English cricketer (18th century)

John Cutbush (dates unknown) was an English cricketer of the mid-Georgian period who came from Maidstone. He played for Maidstone Cricket Club and Kent. He also represented various England teams. A top-class player who was rated among the best in England, he made numerous appearances in historically important matches, both eleven-a-side and single wicket. (Note: Matches at this time were played on rudimentary pitches with a two-stump wicket. The batter used a curved bat and the bowler delivered the ball with an underarm action by bowling it all along the ground. The sport underwent an evolutionary change in the 1760s when bowlers began pitching the ball, still using an underarm action, and the modern straight bat was introduced in response.) (Note: Scorecard data till at least 1825 was never comprehensive, especially the dismissal information: bowling analyses lacked balls bowled and runs conceded; bowlers were not credited with wickets when the batsman was caught or stumped; in many matches, the means of dismissal were omitted.)

==1743==
Three of Kent v Three of England was a three-a-side single wicket game, played 11 July 1743 on the Artillery Ground. The six players involved were publicised as "the best in England". They were William Hodsoll (Dartford), John Cutbush (Maidstone), and Val Romney (Sevenoaks) playing as Three of Kent; and Richard Newland (Slindon), William Sawyer (Richmond), and John Bryant (Bromley) playing as Three of England. Hodsoll and Newland were the captains.

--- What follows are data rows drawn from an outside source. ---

PR #951, opened 2023-08-17
fix(react-demo): media permissions and chat css

zwaardje:
Issues: 

 - https://stream-io.atlassian.net/browse/WD-813
 - https://stream-io.atlassian.net/browse/WD-814

### DIFF
--- a/sample-apps/react/react-video-demo/src/App.tsx
+++ b/sample-apps/react/react-video-demo/src/App.tsx
@@ -1,5 +1,10 @@
 import { useCallback, useEffect, useState } from 'react';
 import { v1 as uuidv1 } from 'uuid';
+import {
+  MediaPermissionsError,
+  MediaPermissionsErrorType,
+  requestMediaPermissions,
+} from 'mic-check';
 
 import {
   adjectives,
@@ -51,6 +56,9 @@ const Init = () => {
   const [callHasEnded, setCallHasEnded] = useState(false);
   const [storedDeviceSettings, setStoredDeviceSettings] =
     useState<LocalDeviceSettings>();
+  const [permissionsEnabled, setPermissionsEnabled] = useState<
+    boolean | undefined
+  >(undefined);
 
   const [isjoiningCall, setIsJoiningCall] = useState(false);
   const { setSteps } = useTourContext();
@@ -58,6 +66,16 @@ const Init = () => {
   const [client, setClient] = useState<StreamVideoClient>();
 
   const { edges, fastestEdge } = useEdges(client);
+
+  useEffect(() => {
+    requestMediaPermissions()
+      .then(() => {
+        setPermissionsEnabled(true);
+      })
+      .catch(() => {
+        setPermissionsEnabled(false);
+      });
+  }, []);
 
   useEffect(() => {
     const _client = new StreamVideoClient({
@@ -138,14 +156,20 @@ const Init = () => {
     return null;
   }
 
+  console.log('enabled?', permissionsEnabled);
+
   if (storedDeviceSettings) {
     return (
       <StreamVideo client={client}>
         <StreamCall
           call={activeCall}
           mediaDevicesProviderProps={{
-            initialVideoEnabled: !storedDeviceSettings?.isVideoMute,
-            initialAudioEnabled: !storedDeviceSettings?.isAudioMute,
+            initialVideoEnabled: permissionsEnabled
+              ? !storedDeviceSettings?.isVideoMute
+              : false,
+            initialAudioEnabled: permissionsEnabled
+              ? !storedDeviceSettings?.isAudioMute
+              : false,
             initialAudioInputDeviceId:
               storedDeviceSettings?.selectedAudioInputDeviceId,
             initialVideoInputDeviceId:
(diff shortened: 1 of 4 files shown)


sample-apps/react/react-video-demo/src/App.tsx
```diff
@@ -1,5 +1,10 @@
 import { useCallback, useEffect, useState } from 'react';
 import { v1 as uuidv1 } from 'uuid';
+import {
+  MediaPermissionsError,
+  MediaPermissionsErrorType,
+  requestMediaPermissions,
+} from 'mic-check';
```
MartinCupela, line 7: I would avoid installing 3rd party lib, when the browser provides API to check microphone and camera permissions. The `video-react-sdk` has hooks for this (https://github.com/GetStream/stream-video-js/blob/6fac2e53fde35b3c8cc5bbaf26cf8c2d0018127f/packages/react-sdk/src/hooks/useRequestPermission.ts#L5) 

@oliverlaz shouldn't we export those hooks?

sample-apps/react/react-video-demo/src/App.tsx
```diff
@@ -59,6 +67,16 @@ const Init = () => {
 
   const { edges, fastestEdge } = useEdges(client);
 
+  useEffect(() => {
+    requestMediaPermissions()
```
MartinCupela, line 71: I propose to keep loading state meanwhile we do not know, whether the browser grants permissions. That loading state can be then represented on the video preview in the lobby. Currently, when I load the page, first I see, that I do not have permissions, even though they are already granted and then the video or video fallback is shown.

sample-apps/react/react-video-demo/src/components/LobbyPanel/LobbyPanel.tsx
```diff
@@ -65,18 +66,21 @@ export const LobbyPanel: FC<Props> = ({
...
         <EnableBrowserSettings />
+      ) : (
+        <DisabledVideoPreview name={user.name} />
       ),
     );
 
   useEffect(() => {
-    if (!permissionsEnabled) {
+    console.log('lalal enabled', permissionsEnabled);
+    if (permissionsEnabled === false || permissionsEnabled === undefined) {
```
MartinCupela, line 78:
```suggestion
    if (!permissionsEnabled) {
```

sample-apps/react/react-video-demo/src/components/LobbyPanel/LobbyPanel.tsx
```diff
@@ -65,18 +66,21 @@ export const LobbyPanel: FC<Props> = ({
...
+      permissionsEnabled === false || permissionsEnabled === undefined ? (
         <EnableBrowserSettings />
+      ) : (
+        <DisabledVideoPreview name={user.name} />
       ),
     );
 
   useEffect(() => {
-    if (!permissionsEnabled) {
+    console.log('lalal enabled', permissionsEnabled);
```
MartinCupela, line 77:
```suggestion
```

sample-apps/react/react-video-demo/src/App.tsx
```diff
@@ -138,14 +156,20 @@ const Init = () => {
     return null;
   }
 
+  console.log('enabled?', permissionsEnabled);
```
MartinCupela, line 159:
```suggestion
```

sample-apps/react/react-video-demo/src/components/LobbyPanel/LobbyPanel.tsx
```diff
@@ -65,18 +66,21 @@ export const LobbyPanel: FC<Props> = ({
 }) => {
   const [permissionsErrorComponent, setPermissionsErrorComponent] =
     useState<any>(() =>
-      permissionsEnabled ? (
-        <DisabledVideoPreview name={user.name} />
-      ) : (
+      permissionsEnabled === false || permissionsEnabled === undefined ? (
         <EnableBrowserSettings />
+      ) : (
+        <DisabledVideoPreview name={user.name} />
```
MartinCupela, line 72: I am not sure, if I understand, why there are 3 possible outcomes for a boolean value:

`permissionEnabled ? A : !permissionEnabled ? B : A`

MartinCupela:
@zwaardje could you please remove `FC<any>` from the `EnableBrowserSettings` return value type? We should avoid declaring `any` as props for a component.

image

sample-apps/react/react-video-demo/src/components/LobbyPanel/LobbyPanel.tsx
```diff
@@ -115,8 +119,8 @@ export const LobbyPanel: FC<Props> = ({
         </div>
 
         <VideoPreview
-          DisabledVideoPreview={() => <DisabledVideoPreview name={user.name} />}
-          NoCameraPreview={() => <DisabledVideoPreview name={user.name} />}
+          DisabledVideoPreview={() => permissionsErrorComponent}
```
MartinCupela, line 122: I believe, we do not need to keep the component in a state, because the update would be triggered by the changed value of prop permissionEnabled. That means that we could do here:

```suggestion
          DisabledVideoPreview={(permissionsEnabled ? EnableBrowserSettings :  DisabledVideoPreview }
```

The `DisabledVideoPreview` can probably take the name from the `useUserContext();` and avoid prop drilling.

sample-apps/react/react-video-demo/src/App.tsx
MartinCupela: We should probably check for microphone and video permissions separately.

The Daily Advertiser of Thursday, 7 July 1743 says Thomas Ridgeway of Sussex was to play alongside Hodsoll and Romney. Then, on Friday, 8 July, Cutbush, known to have been a clockmaker from Maidstone, was named instead of Ridgeway. Kent won by 2 runs. The London Evening Post estimated a crowd of 10,000. A return match was arranged at Sevenoaks Vine on 27 July, but "it did not come off".

==1744==
Cutbush played for Kent v England at the Artillery Ground on 18 June 1744. He scored 3 in the first innings. In the second innings, with nine wickets down, Cutbush and Hodsoll formed the final partnership, and they scored the remaining runs needed to secure a one wicket victory. Cutbush scored 7*.

==See also==
- 1743 English cricket season
- List of historically important English cricket teams
- List of Kent county cricketers to 1842
- Richard Newland

==Bibliography==
- Buckley, G. B. (1935). "Fresh Light on 18th Century Cricket"
- Haygarth, Arthur (1996). "Scores & Biographies, Volume 1 (1744–1826)"
- Haygarth, Arthur (1997). "Scores & Biographies, Volume 2 (1827–1840)"
- McCann, Tim (2004). "Sussex Cricket in the Eighteenth Century"
- Waghorn, H. T. (1899). "Cricket Scores, Notes, &c. From 1730–1773"
- Webber, Roy (1951). "The Playfair Book of Cricket Records"
- Wilson, Martin (2005). "An Index to Waghorn"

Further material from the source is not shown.